The following codes after the convertion is to select betas with the minimal 
variance, aic or bic. 

```{r example 2: Use the sparsenetgls and convertbeta function,eval=TRUE}

fitgls <- sparsenetgls(databand_Y, databand_X, nlambda=10, 
ndist=5, method="glasso")

#Convert the regression coefficients to its original scale
q <- dim(databand_X)[2]
nlambda=10

betagls <- matrix(nrow=nlambda, ncol=q+1)
for (i in seq_len(nlambda))   
betagls[i,] <- convertbeta(Y=databand_Y, X=databand_X, q=q+1,
beta0=fitgls$beta[,i])$betaconv

#Beta selection 

#select lamda and dist value based on the minimal variance of beta
ndist <- max(fitgls$power)-1
tr_gamma <- matrix(nrow=10, ncol=ndist-1)

for (j in seq_len(ndist-1))
    for (i in seq_len(nlambda)) 
        tr_gamma[i,j] <- (sum(diag(fitgls$covBeta[,,j,i]))) 

select.lambda.dist <- which(tr_gamma==min(tr_gamma), arr.ind=TRUE)
select.lambda.dist
betagls_select <- betagls[select.lambda.dist[1],]

#row is lambda and column is dist
varbeta <- diag(fitgls$covBeta[,,ndist,select.lambda.dist[1]])

##select lamda and dist value based on the AIC and BIC
select.lambda.dist2 <- which(fitgls$bic==min(fitgls$bic,na.rm=TRUE),
arr.ind=TRUE)
select.lambda.dist3 <- which(fitgls$aic==min(fitgls$aic,na.rm=TRUE),
arr.ind=TRUE)
varbeta_bic <- diag(fitgls$covBeta[,,ndist,select.lambda.dist2[1]])
varbeta_aic <- diag(fitgls$covBeta[,,ndist,select.lambda.dist3[1]])

```

Example 3 is to visualize the results by line-plots and structure-plots for 
the derived precision matrix from the sparsenet object. 

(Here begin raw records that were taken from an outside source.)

PR #269, opened 2020-05-22
[fix,refactor] Upgrade to Python3.6+ syntax and pyupgrade hook

apsdehal:
- Upgrade to Python3.6+ syntax
- Use pyupgrade pre-commit hook to make sure everything stays on same
version

### DIFF
--- a/tools/sweeps/lib/slurm.py
+++ b/tools/sweeps/lib/slurm.py
@@ -34,7 +34,7 @@ def main(get_grid, postprocess_hyperparams, args):
         # launch training
         job_id = launch_train(args, config)
         if job_id is not None:
-            print("Launched {}".format(job_id))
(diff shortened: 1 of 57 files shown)


tools/sweeps/lib/slurm.py
```diff
@@ -51,7 +51,7 @@ def copy_all_python_files(source, snapshot_main_dir, code_snapshot_hash):
     """
     os.makedirs(snapshot_main_dir, exist_ok=True)
     destination = os.path.join(snapshot_main_dir, code_snapshot_hash)
-    assert not os.path.exists(destination), "Code snapshot: {0} alredy exists".format(
+    assert not os.path.exists(destination), "Code snapshot: {} alredy exists".format(
```
vedanuj, line 54: Is this correct?

PR #270, opened 2020-05-22
[chore] Add licenses to files missing it along with precommit hook

apsdehal:
- Adds pre-commit hook to automatically detect and add license if
missing
- Updates all of the current files


apsdehal:
I have checked internally and the single line works. I have added NOTICES file to attribute visual bert and block.bootstrap.pytorch repos. ViLBERT repo doesn't have a license.

PR #278, opened 2020-05-28
[feature] MMBT Interface for pretrained models

apsdehal:
- Add interface for MMBT which has classify function
- Create build_processors function for easy use with interfaces
- Allow no_tqdm in download
- Add tests for these interfaces

Test Plan:
Added tests for testing the pretrained model

### DIFF
--- a/mmf/models/interfaces/mmbt.py
+++ b/mmf/models/interfaces/mmbt.py
@@ -1,0 +1,86 @@
+# Copyright (c) Facebook, Inc. and its affiliates.
+
+import os
+import tempfile
+from pathlib import Path
+from typing import Type, Union
+
+import torch
+import torchvision.datasets.folder as tv_helpers
+from PIL import Image
+from torch import nn
+
+from mmf.common import typings as mmf_typings
+from mmf.common.sample import Sample, SampleList
+from mmf.models.base_model import BaseModel
+from mmf.utils.build import build_processors
+from mmf.utils.download import download
+
+MMBT_GRID_HM_CONFIG_PATH = Path("projects/hateful_memes/configs/mmbt/defaults.yaml")
+ImageType = Union[Type[Image.Image], str]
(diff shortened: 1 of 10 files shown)


mmf/utils/build.py
```diff
@@ -225,3 +225,44 @@ def build_image_encoder(config, direct_features=False, **kwargs):
     else:
         module = ImageEncoder(config)
     return module.module
+
+
+def build_processors(
+    processors_config: mmf_typings.DictConfig, registry_key: str = None, *args, **kwargs
+) -> mmf_typings.ProcessorDict:
+    """Given a processor configs, builds the processors present and returns back
```
vedanuj, line 233:
```suggestion
    """Given a processor config, builds the processors present and returns back
```

mmf/models/interfaces/mmbt.py
```diff
@@ -0,0 +1,86 @@
...
+from mmf.utils.build import build_processors
+from mmf.utils.download import download
+
+MMBT_GRID_HM_CONFIG_PATH = Path("projects/hateful_memes/configs/mmbt/defaults.yaml")
+ImageType = Union[Type[Image.Image], str]
+PathType = Union[Type[Path], str]
+BaseModelType = Type[BaseModel]
+
+
+class MMBTGridHMInterface(nn.Module):
```
vedanuj, line 25: I would extend this class from `MMBT` and add only the extra methods. 

Ideally since every dataset can have different implementation for `classify` specific to a model, the better way to do it will be move dataset specific parts to the dataset classes and model specific parts to the model itself. That will help get rid of these extra interface class. We should discuss more about this design. I will approve this now since the PR needs to land urgently.

apsdehal: Sure. Let's discuss this separately outside of this PR.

```{r example 3, Get the visualized result, eval=TRUE}
plotsngls(fitgls,ith_lambda=5)
```

Example 4 provides examples for using different options in estimating GGM in 
sparsenetgls.

```{r example 4, Use different options of GGM estimation, eval=TRUE}
#Use the glasso method to estimate the precision matrix
fitgls_g <- sparsenetgls(databand_Y, databand_X, nlambda=10, ndist=5,
method="elastic")

#Uset the lasso method to approximate the precision matrix
#fitgls_l <- sparsenetgls(databand_Y, databand_X, nlambda=10, ndist=5,
#method="lasso")

#use the Meinshausen B?hlmann method to approximate the precision matrix
#fitgls_m <- sparsenetgls(databand_Y, databand_X, nlambda=10, ndist=5,
#method="mb")
```

# sessionInfo
All of the outputs in this vignette are produced under the following 
conditions:

```{r sessionInfo,echo=TRUE,eval=TRUE}
sessionInfo()
```

# References
1. Dempster, A.P. Covariance Selection. Biomatrics 1972;28(1):157-175.
2. Edwards, D. Introduction to Graphical Modelling. New York: Springer; 2000.
3. Friedman, J., Hastie, T., Simon, N. and Tibshiran, R. Regularization Paths 
for Generalized Linear Models via Coordinate Descent. Journal OF Statistical 
Software 2010;33(1).
4. Friedman, J., Hastie, T., Simon, N. and Tibshirani, R. 2016. Lasso and 
Elastic-Net Regularized Generalized Linear Models
5. Friedman, J., Hastie, T. and Tibshirani, R. Applications of the lasso and 
grouped lasso to the estimation of sparse graphical models. In. US; 2010.
6. Meinshausen, N. and Buhlmann, P. High-dimensional graphs and variable 
selection with the lasso. The annals of statistics 2006;34(3):1436-1462.
7. Pourahmadi, M. Covariance Estimation : The GLM and Regularization 
perspectives. Statistical Science 2011;26(3):369-387.
8. Yuan, M. and Lin, Y. Model Selection and Estimation in the Gaussian 
Graphical Model. Biometrika 2007;94(1.):19-35.
9. Zhao, T. and Liu, H. The huge Package for High-dimensional Undirected Graph
estimation in R. Journal of Machine Learning Research 2012;13: 1059-1062.
10. Zou, H. and Hastie, T. Regularization and variable selection via the 
Elastic net. Journal of the Royal Statistical Society 2005;2:301-320.